My question is I have a set of 10 numbers with 44 and 93 appearing twice. Is the mode "44 and 93" or is it the average of the two, as calculated with "median" involving even numbers?

Thanks! LandOfIsrael 18:26, 15 August 2006 (UTC)

The article gives the example of a data sample [1, 1, 2, 4, 4] and states: "the mode is not unique". That is about all that can be said about it. Depending on your needs, predilections, and local customs, you can pick your choice between: (a) for this sample the mode is undefined; (b) this sample actually has two modes: 1 and 4; and (c) the mode is indeterminate (whatever that means). I would not take the average except when you have a histogram peaking in two adjacent slots, because that could be severely misleading. Now here is a question: what is the mode of an empty data sample? --Lambiam^Talk 01:22, 16 August 2006 (UTC)

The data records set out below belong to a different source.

PR #9257, opened 2025-08-06
[beatreceivers] Integrate beatsauthextension

khushijain21:
- Relates https://github.com/elastic/opentelemetry-collector-components/pull/722

## What does this PR do?
This PR adds `beatsauthextension`  to elasticsearch config translation layer and also propagates local logger to the translation logic

## Why is it important?
It replaces es-exporter's `Rountripper` with beat's implementation of it. This is important for 1:1 behavioral compatibility between beats and beatreceivers 

## Checklist

## Disruptive User Impact

None

Check E2E test


internal/pkg/otel/translate/otelconfig.go
```diff
@@ -154,6 +164,25 @@ func getCollectorConfigForComponent(
...
+		// this is required because otel's merging logic expects []interface
+		serviceInterface := make([]interface{}, len(maps.Keys(extensionConfig)))
+		for i, v := range maps.Keys(extensionConfig) {
+			serviceInterface[i] = v
+		}
+
+		serviceMap["extensions"] = serviceInterface
+	}
+
+	fmt.Println(confmap.NewFromStringMap(fullConfig))
```
leehinman: Do we want to print out the config?

internal/pkg/otel/translate/otelconfig.go
```diff
@@ -429,3 +487,34 @@ func translateEsOutputToExporter(cfg *config.C) (map[string]any, error) {
...
+// ca_sha256
+func getBeatsAuthExtensionConfig(cfg *config.C) (map[string]any, error) {
+	var sslConfig httpcommon.HTTPTransportSettings
+	err := cfg.Unpack(&sslConfig)
+	if err != nil {
+		return nil, err
+	}
+
+	// if ssl is not enabled or if verification mode is none, then we do not need beatsauth extension
+	if !sslConfig.TLS.IsEnabled() || sslConfig.TLS.VerificationMode.String() == "none" {
```
cmacknz: Is there a reason to avoid include the auth extension all the time? That will be much easier to reason about, rather than having it conditional on the inclusion of the configuration.

Why can't we just inject beats auth extension all the time and then pass it the entire ssl block so it can figure out what to do?

We are going to need to handle the ssl parameters the same way for Logstash and Kafka once we support those as outputs as well.

internal/pkg/otel/translate/otelconfig.go
khushijain21: no, that was a left over. Removed it

internal/pkg/otel/translate/otelconfig.go
khushijain21: we would need this condition atleast - `if !sslConfig.TLS.IsEnabled()` 

This is because if we enable auth extension on ES exporter at all times and if a user has not enabled ssl explicitly under outputs config in elastic-agent - then instead of going through the default TLS (implemented by GO), all HTTP requests will be through our custom verification code.

khushijain21: we can add it all times - that shouldn't be a problem. 

> We are going to need to handle the ssl parameters the same way for Logstash and Kafka once we support those as outputs as wel

We would have to test this extension with other outputs before that. Added a comment in the code as well

testing/integration/ess/otel_test.go
```diff
@@ -1059,6 +1060,8 @@ outputs:
     hosts: [{{.ESEndpoint}}]
     api_key: "{{.ESApiKey}}"
     preset: "balanced"
+    ssl.enabled: true
+    ssl.verification_mode: full
```
cmacknz, line 1066: What was the failure mode for these before? Would they just be ignored?

I am just double checking that this test actually tests the auth extension, we want a test that fails if it isn't used correctly. 

If these parameters were able to be ignored previously, and the test doesn't only work with SSL configuration enabled by the extension, then this test doesn't test the extension as it would path without it. 

That the Elasticsearch configuration hasn't changed as well here makes me think this is the case.

internal/pkg/otel/translate/otelconfig.go
```diff
@@ -119,15 +121,23 @@ func getExporterID(exporterType otelcomponent.Type, outputName string) otelcompo
 	return otelcomponent.NewIDWithName(exporterType, exporterName)
 }
 
+// getExtensionID returns the id for beatsauth extension
+// outputName here is name of the output defined in elastic-agent.yml. For ex: default, monitoring
+func getExtensionID(outputName string) otelcomponent.ID {
```
cmacknz:
```suggestion
func getBeatsAuthExtensionID(outputName string) otelcomponent.ID {
```

internal/pkg/otel/translate/otelconfig.go
```diff
@@ -429,3 +474,42 @@ func translateEsOutputToExporter(cfg *config.C) (map[string]any, error) {
 func BeatDataPath(componentId string) string {
 	return filepath.Join(paths.Run(), componentId)
 }
+
+// getBeatsAuthExtensionConfig sets following ssl parameters on beatsauth
+// verification_mode
+// ca_trusted_fingerprint
+// ca_sha256
+func getBeatsAuthExtensionConfig(cfg *config.C) (map[string]any, error) {
```
cmacknz, line 492: Why do we need this? Why can't we just pass the `ssl` configuration into the auth extension? If there is no `ssl` section the default configuration of the extension should match what we want.

It looks like the auth extension wants `tls` instead of `ssl`? IMO the auth extension exists purely for compatibility with Beats and should accept the same config format and be able to deal with the parameters being named `ssl`.

In the case where a user migrates from standalone beats to beats receivers, they will either need to do this translation manually or we can make the extension accept the beat ssl config exactly and have it do the right thing. This is a much nicer experience.

cmacknz: I think what we might have done is manually configure the `tls` options in the exporter except when they aren't supported, they go in the auth extension.

I see how we got there, but it also opens us to potential conflicts between settings that won't be resolved properly because neither the auth extension or the exporter configuration knows about all of them.

cmacknz: Right now our instructions for somebody manually trying to write a collector configuration from their existing agent or beats configuration is "manually translate to the similar tls options except if it's one of these unsupported options then use the auth extension but only for the unsupported options".

It is way easier if we can say "copy paste the ssl block into the auth extension" and then it just works.

cmacknz: If we agree on this, this can be done as a follow up improvement it doesn't need to block this PR.

testing/integration/ess/otel_test.go
cmacknz: It looks like the auth extension itself does a lot of testing against a test HTTP server which is great, https://github.com/elastic/opentelemetry-collector-components/blob/main/extension/beatsauthextension/authenticator_test.go

So there's less need to verify in depth here, but having a single test to prove it gets wired in correctly makes sense and that test shouldn't pass regardless of if the extension is used.

khushijain21: >  am just double checking that this test actually tests the auth extension, we want a test that fails if it isn't used correctly.

Yes `verification_mode` was previously ignored.

>  I am just double checking that this test actually tests the auth extension, we want a test that fails if it isn't used correctly.

Since we are enabling `beatsauthextension` unconditionally for components with otel runtime. Basically all our current tests are now routed to use ssl verification via this authenticator.

internal/pkg/otel/translate/otelconfig.go
khushijain21: so my understanding was we wanted `beatsauthextension` to support ssl parameter currently not supported upstream and this extension is a temporary middleware until we get there

We only have three of such unsupported ssl parameters. 

> In the case where a user migrates from standalone beats to beats receivers, they will either need to do this translation manually or we can make the extension accept the beat ssl config exactly

Our translation logic available in beats should take care of this - any use case where we want users to do this manually?

The only reason to not redirect complete ssl support to `beatsauthextension` is because we would be discarding the upstream tls workings entirely. If our plan is to merge all our beat settings with upstream - this path seems less ideal.

kaanyalti:
Aside from the minor naming nit I don't have much else to add to what's already been pointed out or asked in the comments. The changes look good to me, waiting for ci to pass.

internal/pkg/otel/translate/otelconfig.go
cmacknz: >  If our plan is to merge all our beat settings with upstream - this path seems less ideal.

Our plan right now is to have a collector configuration that behaves _exactly_ the same as Elastic Agent does now. Any difference in TLS setting and behaviour is an immediate data collection outage for whoever is using this so it's really important we get it right. It is a lot easier for me to verify the settings have the same behaviour if we use exactly the TLS logic we do today.

> Our translation logic available in beats should take care of this - any use case where we want users to do this manually?

People are absolutely going to write beats receivers configurations by hand, but I think you are right that if we give people tooling to translate their beats configs they will probably use that from the start instead of writing them from scratch.

cmacknz: The most important thing I want is tests verifying that TLS is behaviourally the same between Beats and our generated exporter configuration after the result of config translation.

It looks to me like the config translation and auth extension interact but we haven't fully tested them thoroughly together:

* We handle verification_mode none in the config translation in https://github.com/elastic/beats/blob/b93bb0c7abc3ceeeca86aa8bde7dce4a08d85849/libbeat/otelbeat/oteltranslate/tls_otel.go#L99-L103
* We handle it again in the auth extension https://github.com/elastic/opentelemetry-collector-components/blob/892a5dfec61c419400c63d7e9b4317745b2f7072/extension/beatsauthextension/authenticator.go#L56

cmacknz: There are some potentially problematic combinations I don't see tests for. For example if using `verify_certificate` in the beats auth extension, but not relaxing the exporter to tls.InsecureSkipVerify, there is the possibility the collector TLS configuration we end up with is more strict than the checks for `verify_certificate`.

cmacknz: The safest way I see to be _exactly_ compatible with what we had before is to have the auth extension completely replace the transport's TLS config with one generated based on the exact same set of `ssl` settings in the output. 

Right now we are replacing the TLS config based only on some of the SSL parameters (the ones the beats auth extension accepts): https://github.com/elastic/opentelemetry-collector-components/blob/892a5dfec61c419400c63d7e9b4317745b2f7072/extension/beatsauthextension/authenticator.go#L55-L64

It's really hard for me to verify that this is exactly the same behaviourally just from looking at it.

To me, it would be safer to start using the exact same TLS config we would have generated in Beats, and then over time shift things to the collector config where we can, than to do the opposite which is what I think we are doing now (trying to use the collector `tls` options and augment them with beats options).

cmacknz: Thinking more about this (and discussing briefly in the most recent beats receivers meeting) we should go farther than just having the auth extension handle the SSL settings, it should handle all of the httpcommon.Transport settings so that the transport we use is as close as possible to what Beats would use.

- https://github.com/elastic/elastic-agent/issues/9633

I think it is much safer for us to start from a place of exact compatibility and gradually port things over to the collector's equivalent support, instead of trying to get the collector to support our entire historical array of SSL and transport settings.

testing/integration/ess/otel_test.go
khushijain21: Added an E2E test case that shows beatsauthextension is working correctly. in [cb2beac](https://github.com/elastic/elastic-agent/pull/9257/commits/cb2beac6981202f3076367c91214f122c6ba2ed5)

go.mod
```diff
@@ -768,6 +769,7 @@ replace (
 	github.com/Azure/azure-sdk-for-go/sdk/resourcemanager/consumption/armconsumption => github.com/elastic/azure-sdk-for-go/sdk/resourcemanager/consumption/armconsumption v1.1.0-elastic
 	github.com/apoydence/eachers => github.com/poy/eachers v0.0.0-20181020210610-23942921fe77 //indirect, see https://github.com/elastic/beats/pull/29780 for details.
 	github.com/dop251/goja => github.com/elastic/goja v0.0.0-20190128172624-dd2ac4456e20
+	github.com/elastic/opentelemetry-collector-components/extension/beatsauthextension => github.com/khushijain21/opentelemetry-collector-components/extension/beatsauthextension v0.0.0-20250902040834-316a18b416a5
```
khushijain21: This will be replaced with a real version when this PR is merged https://github.com/elastic/elastic-agent/pull/9257

khushijain21:
Can the reviewers take a look again? This PR has been modified since the last review
@cmacknz @swiatekm

go.mod
```diff
@@ -18,7 +18,7 @@ require (
 	github.com/elastic/cloud-on-k8s/v2 v2.0.0-20250327073047-b624240832ae
 	github.com/elastic/elastic-agent-autodiscover v0.10.0
 	github.com/elastic/elastic-agent-client/v7 v7.17.2
-	github.com/elastic/elastic-agent-libs v0.23.0
+	github.com/elastic/elastic-agent-libs v0.23.2
```
cmacknz: Can you pull this update and related fixes out of this PR? I want to avoid us having to rush through this one and any related testing because we need the elastic-agent-libs update it contains.

cmacknz: (it'll also make the PR easier to review)

internal/pkg/otel/translate/otelconfig.go
```diff
@@ -429,3 +473,26 @@ func translateEsOutputToExporter(cfg *config.C) (map[string]any, error) {
 func BeatDataPath(componentId string) string {
 	return filepath.Join(paths.Run(), componentId)
 }
+
+// getBeatsAuthExtensionConfig sets following http parameters on beatsauth
+// currently this is only supported for elasticsearch output
+func getBeatsAuthExtensionConfig(cfg *config.C) (map[string]any, error) {
+	sslConfig := elasticsearch.ESDefaultTransportSettings()
```
cmacknz: This doesn't seem right to me, what I would expect is we can take the ssl*, proxy*, and the two timeout settings from the output and just pass them to the auth extension. This shouldn't require us to set any defaults ahead of time (unless I'm missing that this is what the Beat output does internally).

khushijain21: The ES output sets these defaults internally https://github.com/khushijain21/beats/blob/removetls/libbeat/outputs/elasticsearch/config.go#L86-L92

go.mod
khushijain21: This version has been updated in another PR

internal/pkg/otel/translate/otelconfig.go
cmacknz:
```suggestion
	defaultTransportSettings := elasticsearch.ESDefaultTransportSettings()
```

internal/pkg/otel/translate/otelconfig_test.go
```diff
@@ -246,6 +271,13 @@ func TestGetOtelConfig(t *testing.T) {
 			},
 			"timeout":           90 * time.Second,
 			"idle_conn_timeout": 3 * time.Second,
+			"auth": map[string]any{
+				"authenticator": "beatsauth/_agent-component/default",
+			},
+			"tls": map[string]any{
```
cmacknz, line 310: Why do we still have a `tls` block here? This would conflict with https://www.elastic.co/docs/reference/beats/filebeat/configuration-ssl#supported-protocols if set in the ssl.* settings.

internal/pkg/otel/translate/otelconfig_test.go
```diff
@@ -246,6 +271,13 @@ func TestGetOtelConfig(t *testing.T) {
 			},
 			"timeout":           90 * time.Second,
 			"idle_conn_timeout": 3 * time.Second,
+			"auth": map[string]any{
```
cmacknz, line 307: The timeout and idle_conn_timeout above should be in the auth extension shouldn't they?

cmacknz:
Can we have a test that can catch https://github.com/elastic/elastic-agent/issues/9803 to prove it's fixed?

I think in general my main concern is making sure we test this thoroughly, because anywhere this doesn't work the way it should will likely break connectivity to Elasticsearch.

https://github.com/elastic/beats/issues/45491 has the main list of cases to consider. For some of the most important ones we already have tests we can use for inspiration, like https://github.com/elastic/elastic-agent/blob/615190be3f6a28403883f6b4983764558173e0e7/testing/proxytest/proxytest_test.go#L25

cmacknz:
For automated testing, we need to make sure that each top level configuration in HTTPTransportSettings applies to make sure we are capturing them correctly at least, and automate test important cases (self signed certs, ca fingerprint, mtls, proxies) in one big test or separately.

We can generally take that the actual features are implemented by elastic-agent-libs and we have to prove that we are able to use them all and there are no unexpected conflicts.

The connection timeout and idle connection timeout are two that probably need dedicated tests where we hopefully don't need automated testing for every combination of SSL and proxy settings.

khushijain21:
> The connection timeout and idle connection timeout are two that probably need dedicated tests where we hopefully don't need automated testing for every combination of SSL and proxy settings.

All our current otel tests already use these two parameters (since these are set by default).

> and automate test important cases (self signed certs, ca fingerprint, mtls, proxies) in one big test or separately.
Should this be done in a separate PR (tracked by this issue https://github.com/elastic/beats/issues/45491)

> For automated testing, we need to make sure that each top level configuration in HTTPTransportSettings
Each top level configuration including the ssl block is explicitly set on `TestOTelFilestreamInput` in this PR - so I think that should be good. I'll add a comment there too

khushijain21:
> Can we have a test that can catch https://github.com/elastic/elastic-agent/issues/9803 to prove it's fixed?

This wasn't exactly a bug. It was known that `ca_trusted_fingerprint` is not supported by ES exporter yet. An upcoming test for self signed certs, ca_trusted_fingerprint etc should prove this works

internal/pkg/otel/translate/otelconfig_test.go
khushijain21: Should be cleaned by this PR in beats 
https://github.com/elastic/beats/pull/46428

internal/pkg/otel/translate/otelconfig_test.go
khushijain21: Should be cleaned by this PR in beats 
https://github.com/elastic/beats/pull/46428

khushijain21:
>  and automate test important cases (self signed certs, ca fingerprint, mtls, proxies) in one big test or separately.

Working on these tests in beats repo in this PR https://github.com/elastic/beats/pull/46428

khushijain21:
> The connection timeout and idle connection timeout are two that probably need dedicated tests where we hopefully don't need automated testing for every combination of SSL and proxy settings.

so every otel test currently is setting timeout and idle connection timeout on beatsauth. So I think our current tests should do

cmacknz:
> so every otel test currently is setting timeout and idle connection timeout on beatsauth. So I think our current tests should do

Are they verifying the timeouts have the correct duration? I don't think using the parameters in a configuration is enough, we have to verify the behavior of the transport is what we told it to do. We need to verify the behavior not that the configuration looks like we think it should. This is how we missed correctly limiting the number of connections leading to https://github.com/elastic/beats/pull/46111.

khushijain21:
All explicit tests will be done in a follow-up PR

cmacknz:
One test I do think should be added here is a test that verifies we get an auth extension per exporter when there are multiple exporters with the correct IDs. Ideally with a new test or an existing test updated that shows the auth extensions are correctly independent with conflicting configurations.

I think the code for this to work is here but I don't see a test for this quickly skimming through again.

khushijain21:
>One test I do think should be added here is a test that verifies we get an auth extension per exporter when there are multiple exporters with the correct IDs. Ideally with a new test or an existing test updated that shows the auth extensions are correctly independent with conflicting configurations.

Added in https://github.com/elastic/elastic-agent/pull/9257/commits/b7cb3957e1dd16ebf6b7a2dce8e6b768b014f384

internal/pkg/otel/translate/otelconfig.go
```diff
@@ -147,13 +170,22 @@ func getCollectorConfigForComponent(
 		},
 	}
```
swiatekm, line 171: What happens if the user sets their own extensions in hybrid mode configuration? We currently merge these naively, so we'd override either ours or theirs. We need to account for this in the otel manager. This isn't really an issue with this PR, but adding extensions here will actually make triggerring it possible.

internal/pkg/otel/translate/otelconfig_test.go
```diff
@@ -366,76 +463,105 @@ func TestGetOtelConfig(t *testing.T) {
...
 				},
+			},
+			expectedConfig: confmap.NewFromStringMap(map[string]any{
+				"exporters": map[string]any{
+					"elasticsearch/_agent-component/primaryOutput":   expectedESConfig("primaryOutput"),
+					"elasticsearch/_agent-component/secondaryOutput": expectedESConfig("secondaryOutput"),
+				},
+				"extensions": map[string]any{
+					"beatsauth/_agent-component/primaryOutput":   expectedExtensionConfig,
+					"beatsauth/_agent-component/secondaryOutput": expectedExtensionConfig,
```
cmacknz: This test would be stronger if the output configurations and therefore generated extension configurations were different.

cmacknz:
A couple of observations testing this manually:

1. The extension is present in the status output unconditionally in the collector format. This should get fixed in the yet to be created issue for tying auth extension status to output unit status. We can address this separately as a sub-issue in https://github.com/elastic/elastic-agent/issues/9771.

```
┌─ fleet
└─ elastic-agent
   ├─ status: (HEALTHY) Running
   └─ extensions
      ├─ status: StatusOK
      └─ extension:beatsauth/_agent-component/monitoring
         └─ status: StatusOK
```

2. If I use the configuration below, looking in diagnostics then the auth extension configuration is missing the `ssl` blocks which surprised me.

```yaml
outputs:
  default:
    type: elasticsearch
    hosts: [127.0.0.1:9200]
    api_key: "example-key"
    preset: balanced
    ssl.key: /tmp/key.pem
    ssl.certificate: /tmp/cert.pem

inputs:
  - type: system/metrics
    data_stream.namespace: default
    use_output: default
    streams:
      - metricsets:
        - cpu
        data_stream.dataset: system.cpu

agent.monitoring:
  enabled: true
  logs: true
  metrics: true
  _runtime_experimental: otel
```

In otel-merged.yml from generated from that configuration I see the following with the ssl parameters missing:

```yaml
exporters:
    elasticsearch/_agent-component/monitoring:
        api_key: <REDACTED>
        auth:
            authenticator: <REDACTED>
        batcher:
            enabled: true
            max_size: 1600
            min_size: 0
        compression: gzip
        compression_params:
            level: 1
        endpoints:
            - http://127.0.0.1:9200
        idle_conn_timeout: 3s
        logs_dynamic_id:
            enabled: true
        mapping:
            mode: bodymap
        retry:
            enabled: true
            initial_interval: 1s
            max_interval: 1m0s
            max_retries: 3
        timeout: 1m30s
extensions:
    beatsauth/_agent-component/monitoring:
        idle_connection_timeout: 3s
        proxy_disable: false
        timeout: 1m30s
```

The full agent status from this config shows that the ssl parameters are respected by the standard beat system/metrics input but appear to be ignored by the monitoring exporter since it's trying to connect to ES instead of failing to read the non-existent .pem files I told it to look for:

```
sudo elastic-development-agent status
┌─ fleet
└─ elastic-agent
   ├─ status: (FAILED) OTel manager failed: failed to generate otel config: error translating config for output: monitoring, unit: http/metrics-monitoring, error: failed unpacking config. open /tmp/cert.pem: no such file or directory /tmp/cert.pem accessing config
   ├─ beat/metrics-monitoring
   │  └─ beat/metrics-monitoring
   ├─ filestream-monitoring
   │  └─ filestream-monitoring
   ├─ http/metrics-monitoring
   │  └─ http/metrics-monitoring
   ├─ system/metrics-default
   │  ├─ status: (HEALTHY) Healthy: communicating with pid '64594'
   │  ├─ system/metrics-default
   │  │  └─ status: (FAILED) could not start output: failed to reload output: open /tmp/cert.pem: no such file or directory /tmp/cert.pem accessing 'elasticsearch'
   │     └─ status: (STARTING) Starting
   └─ extensions
      ├─ status: StatusOK
      └─ extension:beatsauth/_agent-component/monitoring
         └─ status: StatusOK
```

This one needs to be investigated and fixed before we can merge this.

3. Mikolaj's point about extension conflicts is a good one and can also be tackled as a separate PR and issue. I think this is something we need more testing for in general with hybrid agent.

cmacknz:
For testing we already have https://github.com/elastic/beats/issues/45491 for tracking that separately beyond what is already done in here.

internal/pkg/otel/translate/otelconfig.go
cmacknz: https://github.com/elastic/opentelemetry-dev/issues/756 this is a good point we should add a test for this, we can do it separately so Khushi can get this in before her time off next week.

khushijain21:
> A couple of observations testing this manually:

For your second point above.

> The full agent status from this config shows that the ssl parameters are respected by the standard beat system/metrics input but appear to be ignored by the monitoring exporter since it's trying to connect to ES instead of failing to read the non-existent .pem files I told it to look for:

I believe you started `elastic-agent` without the ssl block first first and then introduced 
```
    ssl.key: /tmp/key.pem
    ssl.certificate: /tmp/cert.pem
``` 

so what happens is elastic-agent tries to create a new otel config from this, fails because it cannot read the non-existentent pem file and otel-manager continues with the previous `elastic-agent.yml` config without the ssl block. This is why you it continues to show connection refused.

Although, it does report the error here. "Failed to translate the config"
```
└─ elastic-agent
   ├─ status: (FAILED) OTel manager failed: failed to generate otel config: error translating config for output: monitoring, unit: http/metrics-monitoring, error: failed unpacking config. open /tmp/cert.pem: no such file or directory /tmp/cert.pem accessing config
```

> In otel-merged.yml from generated from that configuration I see the following with the ssl parameters missing:

This is also why the diagnostics have missing ssl config. It never built the new config with incorrect ssl file path in the first place


The standard beat system/metrics throws an explicit error that it failed to read the pem file because we haven't set the `_runtime_experimental:otel` and it starts the standard beat

internal/pkg/otel/translate/otelconfig_test.go
khushijain21: Added in [f61a6e8](https://github.com/elastic/elastic-agent/pull/9257/commits/f61a6e8be508724e7bff3de7e5c29c11131c4f6f)

cmacknz:
> Although, it does report the error here. "Failed to translate the config"

Thanks I totally missed agent was reporting the failure at the top level, we can iterate on this separately as part of https://github.com/elastic/elastic-agent/issues/9771. Your explanation for why the ssl blocks are missing from the otel-merged.yml make sense, I would prefer we show what we are trying and failing to run there but I don't think it needs to block this PR.

internal/pkg/otel/translate/otelconfig_test.go
cmacknz: Thanks!

khushijain21:
@cmacknz can you approve this PR? so we can merge this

Thank you so much!!! I appreciate your taking the time to help me. I didn't see that example in the article even though it was staring me in the face. Oops! :) In this case I think I'll write that the mode is "44 and 93" and see how that works. Again, thank you!!! (Thanks as well to whoever moved my question to the bottom -- I wasn't aware of the wiki custom of oldest on the top/newest at the bottom!) LandOfIsrael 10:52, 16 August 2006 (UTC)

[edit] Computing the mode

Hi. I would like to see a section on how to effectively compute the mode of a list of numbers. That would be useful. --Spoon! 02:03, 9 February 2007 (UTC)

Compute the mode by three successive passes through the data list thus:

• Pass 1: Count the number of different sample values

Start a separate count variable = 0 for each sample value and do

• Pass 2: Increment the appropriate count for each sample

Start a frequency variable = 0 and do

• Pass 3: For each value, if its occurence is greater than the frequency variable, then update the frequency variable and remember which value did it.

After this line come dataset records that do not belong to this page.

PR #9266, opened 2025-08-06
[FIPS] Only consider versions available in ECH region for `TestUpgradeIntegrationsServer`

ycombinator:
## What does this PR do?

This PR restricts the versions used as start versions in `TestUpgradeIntegrationsServer` to those actually available in the ECH region where the integrations server is being run.

## Why is it important?

The test should not attempt to use a start version that doesn't actually exist in the ECH region where the integrations server deployment will be created.

## Checklist

- [x] I have read and understood the [pull request guidelines](https://github.com/elastic/elastic-agent/blob/main/CONTRIBUTING.md#pull-request-guidelines) of this project.
- [x] My code follows the style guidelines of this project
- [x] I have commented my code, particularly in hard-to-understand areas
- [ ] ~I have made corresponding changes to the documentation~
- [ ] ~I have made corresponding change to the default configuration files~
- [ ] ~I have added tests that prove my fix is effective or that my feature works~
- [ ] ~I have added an entry in `./changelog/fragments` using the [changelog tool](https://github.com/elastic/elastic-agent#changelog)~
- [ ] ~I have added an integration test or an E2E test~

## Disruptive User Impact

None; this PR modifies an integration test.

## Related issues

Follow up to https://github.com/elastic/elastic-agent/pull/9207#issuecomment-3157529153

## Questions to ask yourself

- How are we going to support this in production?
- How are we going to measure its adoption?
- How are we going to debug this?
- What are the metrics I should take care of?
- ...

Issue #9286, opened 2025-08-07
[CI] Removing the `Testing:run:TestUpgradeIntegrationsServer` label on PRs does not skip the `TestUpgradeIntegrationsServer` test


ycombinator:
In https://github.com/elastic/elastic-agent/pull/8417, we added a new integration test, `TestUpgradeIntegrationsServer`.  We also added logic to our Buildkite pipeline so that this test would be run only on PRs that had the `Testing:run:TestUpgradeIntegrationsServer` label set on them: https://github.com/elastic/elastic-agent/blob/974a19d278dd8ec29076a113e31d8e7bcf3b4f52/.buildkite/bk.integration-fips.pipeline.yml#L104

As such, we expect that PRs where that label is removed after being set would not run the `TestUpgradeIntegrationsServer` test in subsequent CI runs.  However, this is not what is actually happening: https://github.com/elastic/elastic-agent/pull/9283#issuecomment-3165131918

At the end of Pass 3 the last remembered (i.e. stored) value is the mode. (With a little more thought, Pass 1 and 2 can be achieved in a single pass.) Cuddlyable3 07:48, 8 May 2007 (UTC)

This requires that you maintain a data structure for counting, for each possible sample value, its frequency. In general, that has to be an associative array (lookup table). For example, if the data is something like {2404030, 712, 20574, 2404030, 657032180, 20574, 712, 2404030, 712, 20574, 2404030, 657032180, 657032180, 2404030, 31710510, 657032180, 31710510, 20574, 712, 712}, you don't want to allocate a normal array for this (and you cannot know the required size in advance). Unless you have a set of library functions for this, that is not an easy programming exercise. If all values are different, the size grows to be as large as the data sample. It is almost always easier and more efficient to sort the values, after which you can find the mode in a single pass. Here is a way of doing that, presented in pseudocode:

  (maxCnt, loMode, hiMode) := (0, NAN, NAN);

  (cnt, last) := (0, NAN);
  for x ← sorted(data):
     if x ≠ last:
        if cnt = 0:
           skip;
        else if cnt > maxCnt:
           (maxCnt, loMode, hiMode) := (cnt, last, last);
        else if cnt = maxCnt:
           if last < loMode:
                 loMode := last;
           end if
           if last > hiMode:
                 hiMode := last;
           end if
        else:
           skip;
        end if
        (cnt, last) := (1, x);
     else:
        cnt := cnt+1;
     end if
  end for

  if cnt = 0:
     skip;
  else if cnt > maxCnt:
     (maxCnt, loMode, hiMode) := (cnt, last, last);
  else if cnt = maxCnt:
     if last < loMode:
        loMode := last;
     end if
     if last > hiMode:
        hiMode := last;
     end if
  else:
     skip;
  end if

The constant NAN is supposed to be a value that is different from all possible data values (and always compares as different). At the end, the variable maxCnt contains the highest frequency observed. The result is delivered in a pair of program variables: loMode for the lowest data value having maxCnt occurrences, and hiMode for the highest data value having maxCnt occurrences. If the data is unimodal, these two will be the same. If it is possible to append an "infinite" value to the data (or any value exceeding all original data values), the last block can (and should) be omitted.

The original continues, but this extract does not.